PROVIDED INFORMATION.
=======

PR #887, opened 2021-09-30
Add support for passwords using the SSH URI's

jli-cparta:
While a trivial addition, this allows using secret providers (e.g. Hashicorp Vault) to provide plaintext passwords instead of copying private key files around.

```
provider "vault" {
  address = "https://vault.example.com:8200"
}

data "vault_generic_secret" "admin_auth" {
  path = "op/vaults/servers/items/admin-at-kvm-server"
}

provider "libvirt" {
  uri = "qemu+ssh://admin:${data.vault_generic_secret.admin_auth.data["password"]}@kvm-server.example.com/system"
}
```

### DIFF
--- a/libvirt/helpers_test.go
+++ b/libvirt/helpers_test.go
@@ -59,7 +59,7 @@ func skipIfAccDisabled(t *testing.T) {
 
 func skipIfPrivilegedDisabled(t *testing.T) {
 	if os.Getenv("TF_LIBVIRT_DISABLE_PRIVILEGED_TESTS") != "" {
-		t.Skip("skipping test; Enviornemnt variable `TF_LIBVIRT_DISABLE_PRIVILEGED_TESTS` is set")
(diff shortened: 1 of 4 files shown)


dmacvicar:
Thanks for the PR!

[libvirt connection URI](https://libvirt.org/uri.html) does [not support password auth without agent](https://bugzilla.redhat.com/show_bug.cgi?id=1258726#c4) , but I think the way you implemented it is clever, because it does not break the spec.

It would still likely expose the password in the logs and output, would it?

jli-cparta:
> It would still likely expose the password in the logs and output, would it?

Not that I can find. It's in the `tfstate` files (of course). And if you enable debug-logging from terrafrom it will show up.

But it's not visible in standard output, nor is it in any log files. Not any that I can find, anyway. Searched everything in `/var/log/*` and the home directory of the user.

=======

TASK TO CARRY OUT.
Take the line containing "test; Enviornemnt variable" and each line after it up to the last line of the listing, and print them exactly.

SOLUTION.
-		t.Skip("skipping test; Enviornemnt variable `TF_LIBVIRT_DISABLE_PRIVILEGED_TESTS` is set")
(diff shortened: 1 of 4 files shown)


dmacvicar:
Thanks for the PR!

[libvirt connection URI](https://libvirt.org/uri.html) does [not support password auth without agent](https://bugzilla.redhat.com/show_bug.cgi?id=1258726#c4) , but I think the way you implemented it is clever, because it does not break the spec.

It would still likely expose the password in the logs and output, would it?

jli-cparta:
> It would still likely expose the password in the logs and output, would it?

Not that I can find. It's in the `tfstate` files (of course). And if you enable debug-logging from terrafrom it will show up.

But it's not visible in standard output, nor is it in any log files. Not any that I can find, anyway. Searched everything in `/var/log/*` and the home directory of the user.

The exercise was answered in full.